→ What the task requires: Copy out each line of the material below that holds the string "Changed".

** Data excerpts follows **

PR #268, opened 2021-08-28
Capitalize IRBRC environment variable name in docs

purp:
The docs currently say that setting `$irbrc` to a file will cause it to be loaded. This is not true; [line 360 of `lib/irb/init.rb`](https://github.com/ruby/irb/blob/master/lib/irb/init.rb#L360) checks for `ENV["IRBRC"]`. Changed to match the code.

### DIFF
--- a/lib/irb.rb
+++ b/lib/irb.rb
@@ -100,7 +100,7 @@ require_relative "irb/easter-egg"
 # * +.irbrc+
 # * +irb.rc+
 # * +_irbrc+
-# * <code>$irbrc</code>
+# * <code>$IRBRC</code>
 #
 # The following are alternatives to the command line options. To use them type
 # as follows in an +irb+ session:


adam12:
I don't believe that is accurate. I think it _looks_ for a file named `$irbrc`. See this line: https://github.com/ruby/irb/blob/98610236ecf9499c55343e778fa0da23a0dfa1c4/lib/irb/init.rb#L379

nobu:
> I don't believe that is accurate. I think it _looks_ for a file named `$irbrc`. See this line:
> 
> https://github.com/ruby/irb/blob/98610236ecf9499c55343e778fa0da23a0dfa1c4/lib/irb/init.rb#L379

That is literally a `$irbrc` file, for very old platforms where could’t create dot files.

aycabta:
Thank you for your reporting and a patch.

> That is literally a `$irbrc` file, for very old platforms where could’t create dot files.

Yes, what you see on the doc is a description of a kind of backward compatibility. Therefore, this description is correct.

PR #298, opened 2021-10-06
Make IRB::Context#exit call super if UncaughtThrowError

jeremyevans:
Fixes calling exit after binding.irb.

Fixes [Bug #18234]


aycabta:
Thank you!

PR #311, opened 2021-11-29
Add Alt+d keycode when convert-meta isn't used

ima1zumi:
fix https://github.com/ruby/reline/issues/357

I pushed [reline#389](https://github.com/ruby/reline/pull/389) for when convert-meta is not turned on in .inputrc.
Alt+D in irb also needs to be set to the keycode for not using convert-meta.


aycabta:
Good!

PR #312, opened 2021-12-05
Changed to call Kernel.print

osyo-manga:
If you call `binding.irb` on a class defined `#print`, it will crash, so call `Kernel.print`.

Fix [[Bug #18389]](https://bugs.ruby-lang.org/issues/18389) `binding.irb` can fail in some classes that implement `context` and `print` methods.

### DIFF
--- a/lib/irb/extend-command.rb
+++ b/lib/irb/extend-command.rb
@@ -235,7 +235,7 @@ module IRB # :nodoc:
           alias_method to, from
         }
       else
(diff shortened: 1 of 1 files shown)


jeremyevans:
I came up with exactly the same patch in #325.  I can't think of a reason not to make this change, so I'm going to merge this.

osyo-manga:
Thanks :)

PR #313, opened 2021-12-06
Fix warning in `Lexer::Elem#[]`

osyo-manga:
Changed to use `#pos` `#event` `#tok` `#state` since using Lexer::Elem#[0~4] now gives a warning.
see: https://github.com/ruby/ruby/commit/8944009be7418614ce7d4077807ac2b60d4d5d85


yahonda:
Just FYI, There is a pull request not to show warnings https://github.com/ruby/ruby/pull/5219

aycabta:
I think this is still great for readability. Thank you!

PR #316, opened 2021-12-15
Update remark

kaiquekandykoga:
Hello guys,

If the help is printed an information about --extra-doc-dir is shown.

Add the same details in the comments.

Thank you very much.


aycabta:
Thank you!

PR #317, opened 2021-12-16
Fix completion dialog when target include parentheses

### LINKED ISSUE #314: The completion dialog following the parentheses is wrong
## Description

The completion dialog following the parentheses is wrong.

example:
```ruby
().
"{}".
"()".
```

### Actual
image

### Expect

String methods should appear in completion dialog.

## Result of irb_info

```
irb(main):001:0> irb_info
=>
Ruby version: 3.1.0
.irbrc path: /Users/mi/.irbrc
RUBY_PLATFORM: x86_64-darwin19
```

## Terminal Emulator

Alacritty

## Setting Files

none

ima1zumi:
fix #314

### DIFF
--- a/lib/irb/completion.rb
+++ b/lib/irb/completion.rb
@@ -127,7 +127,7 @@ module IRB
       if preposing && postposing
         result = CompletionRequireProc.(target, preposing, postposing)
         unless result
-          result = retrieve_completion_data(target).compact.map{ |i| i.encode(Encoding.default_external) }
+          result = retrieve_completion_data(preposing + target).compact.map{ |i| i.encode(Encoding.default_external) }
         end
         result
       else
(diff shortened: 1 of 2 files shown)


aycabta:
incorrect

Hmm...this solution has some problems:

1. Breaks the completion algorithm easily because it concatenates all strings before the target
2. The dialog also shifts due to the shift in the completion start position

I think #314 is probably due to an implementation bug or misconfiguration of `completer_quote_character` or `completer_word_break_characters`.

aycabta:
Since I'm focusing on compatibility with GNU Readline, it would be wrong if the behavior is different, so if you modify it, please be careful about that.

aycabta:
If it's not a bug of `completer_quote_character` or `completer_word_break_characters`, #400 that fixes a misconfiguration may be more appropriate, but I haven't checked yet.

aycabta:
Organize the story;

1. `completer_quote_characters` handles only `'` and `"` correctly, so only `"()"` is relevant for this setting
2. `()` is probably impossible to handle correctly in principle because of the GNU Readline specification

PR #325, opened 2022-01-07
Call Kernel.print to print warning for alias

jeremyevans:
Fixing binding.irb use in class that overrides #print.

Fixes [Bug #18389]


kaiquekandykoga:
Hello @jeremyevans ,

It is duplicated https://github.com/ruby/irb/pull/312.

jeremyevans:
@kaiquekandykoga Thanks for that information, I'll close this.

PR #82, opened 2026-05-21
add Timer::record_scoped RAII guard

bartoszmodelski:
## Summary
- New `Timer::record_scoped()` method that starts the timer and returns a `ScopedRecord` guard
- Guard calls `record_processing()` automatically on drop

Usage:
```rust
fn my_function(&mut self) {
    let _guard = self.timer.record_scoped();
    // ... work ...
} // record_processing() fires here
```

## Test plan
- [x] `cargo check -p flux-communication`

🤖 Generated with [Claude Code](https://claude.com/claude-code)

### DIFF
--- a/crates/flux-communication/src/timer.rs
+++ b/crates/flux-communication/src/timer.rs
@@ -144,6 +144,7 @@ impl Timer {
     }
 
     #[inline]
+    #[must_use = "the returned guard records on drop; binding it to `_` drops it immediately"]
     pub fn record_scoped(&mut self) -> ScopedRecord<'_> {
         self.start();
         ScopedRecord { timer: self }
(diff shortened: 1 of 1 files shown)


gd-0 (approved):

crates/flux-communication/src/timer.rs
```diff
@@ -143,6 +143,12 @@ impl Timer {
         self.emit_processing();
     }
 
+    #[inline]
+    pub fn record_scoped(&mut self) -> ScopedRecord<'_> {
```
niki4smirn, line 148: `#[must_use]`

just in case :)

niki4smirn (approved):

** End of Data excerpts **

→ Worked solution:
The docs currently say that setting `$irbrc` to a file will cause it to be loaded. This is not true; [line 360 of `lib/irb/init.rb`](https://github.com/ruby/irb/blob/master/lib/irb/init.rb#L360) checks for `ENV["IRBRC"]`. Changed to match the code.
Changed to call Kernel.print
Changed to use `#pos` `#event` `#tok` `#state` since using Lexer::Elem#[0~4] now gives a warning.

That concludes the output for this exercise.